2.19 SWI-Prolog and 64-bit machines

SWI-Prolog support for 64-bit12With 64-bit machines we refer to CPUs where memory-addresses (pointers) are 64-bits wide. machines started with version 2.8 on DEC Alpha CPUs running Linux. Initially 64-bit hardware was developed to deal with the addressing demands of large databases, running primarily on expensive server hardware. Recently (2007) we see CPUs that support 64-bit addressing become commonplace, even in low-budget desktop hardware. Most todays 64-bit platforms are capable of running both 32-bit and 64-bit applications. This asks for some clarifications on the advantages and drawbacks of 64-bit addressing for (SWI-)Prolog.

2.19.1 Supported platforms

On Unix systems, 64-bit addressing is configured using configure. Traditionally, both long and void* are 64-bits on these machines. Version 5.6.26 introduces support for 64-bit MS-Windows (Windows XP and Vista 64-bit editions) on amd64 (x64) hardware. Win64 uses long integers of only 32-bits. Version 5.6.26 introduces support for such platforms.

2.19.2 Comparing 32- and 64-bits Prolog

Most of Prolog's memory-usage consists of pointers. This indicates the primary drawback: Prolog memory usage almost doubles when using the 64 bit addressing model. Using more memory means copying more data between CPU and main memory, slowing down the system.

What than are the advantages? First of all, SWI-Prolog's addressing of the Prolog stacks does not cover the whole address space due to the use of type tag bits and garbage collection flags. On 32-bit hardware the stacks are limited to 128MB each. This tends to be too low for demanding applications on modern hardware. On 64-bit hardware the limit is 2^32 times higher, exceeding the addressing capabilities of todays CPUs and operating systems. This implies Prolog can be started with stacks sizes that use the full capabilities of your hardware.

Multi-threaded applications profit much more.

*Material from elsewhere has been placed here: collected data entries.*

PR #204, opened 2019-07-24
Add Route annotation to ServiceAccount for thanos-querier

metalmatze:
We need to update the annotations on the prometheus-telemeter to use its ServiceAccount for the Thanos querier too.

/cc @aditya-konarde @brancz @squat

### DIFF
--- a/jsonnet/telemeter/prometheus/kubernetes.libsonnet
+++ b/jsonnet/telemeter/prometheus/kubernetes.libsonnet
@@ -41,6 +41,7 @@ local k = import 'ksonnet/ksonnet.beta.3/k.libsonnet';
       serviceAccount.new('prometheus-' + $._config.prometheus.name) +
       serviceAccount.mixin.metadata.withNamespace($._config.namespace) +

SWI-Prolog threads claim the full stacksize limit in virtual address space and each thread comes with its own set of stacks. This approach quickly exhaust virtual memory on 32-bit systems but poses no problems when using 64-bit addresses.

The implications theoretical performance loss due to increased memory bandwidth implied by exchanging wider pointers depend on the design of the hardware. We only have data for the popular IA32 vs. AMD64 architectures. Here is appears that the loss is compensated for by a an instruction set that has been optimized for modern programming. In particular, the AMD64 has more registers and the relative addressing capabilities have been improved. Where we see a 10% performance degradation when placing the SWI-Prolog kernel in a Unix shared object, we cannot find a measurable difference on AMD64. Current SWI-Prolog (5.6.26) runs at practically the same speed on IA32 and AMD64.

2.19.3 Choosing between 32- and 64-bits Prolog

For those cases where we can choose between 32- and 64-bits, either because the hardware and OS support both or because we can still choose the hardware and OS, we give guidelines for this decision.

First of all, if SWI-Prolog needs to be linked against 32- or 64-bit native libraries, there is no choice as it is not possible to link 32- and 64-bit code into a single executable. Only if all required libraries are available in both sizes and there is no clear reason to use either the different characteristics of Prolog become important.

Prolog applications that require more than the 128MB stack limit provided in 32-bit addressing mode must use the 64-bit edition. Note however that the limits must be doubled to accommodate the same Prolog application.

If the system is tight on physical memory, 32-bit Prolog has the clear advantage to use only slightly more than half of the memory of 64-bit Prolog. This argument applies as long as the application fits in the virtual address space of the machine. The virtual address space of 32-bit hardware is 4GB, but in many cases the operating system provides less to user applications. Virtual memory usage of SWI-Prolog is roughly the program size (heap) plus the sum of the stack-limits. If there are multiple threads, each thread has its own stacks and the stack-limits must be summed over the running threads.

The only standard SWI-Prolog library adding significantly to this calculation is the RDF database provided by the semweb package. It uses approximately 80 bytes per triple on 32-bit hardware and 150 bytes on 64-bit hardware. Details depend on how many different resources and literals appear in the dataset as well as desired additional literal indexes.

Summarizing, if applications are small enough to fit comfortably in virtual and physical memory simply take the model used by most of the applications on the OS. If applications require more than 128MB per stack, use the 64-bit edition. If applications approach the size of physical memory, fit in the 128MB stack limit and fit in virtual memory, the 32-bit version has clear advantages. For demanding applications on 64-bit hardware with more than about 6GB physical memory the 64-bit model is the model of choice.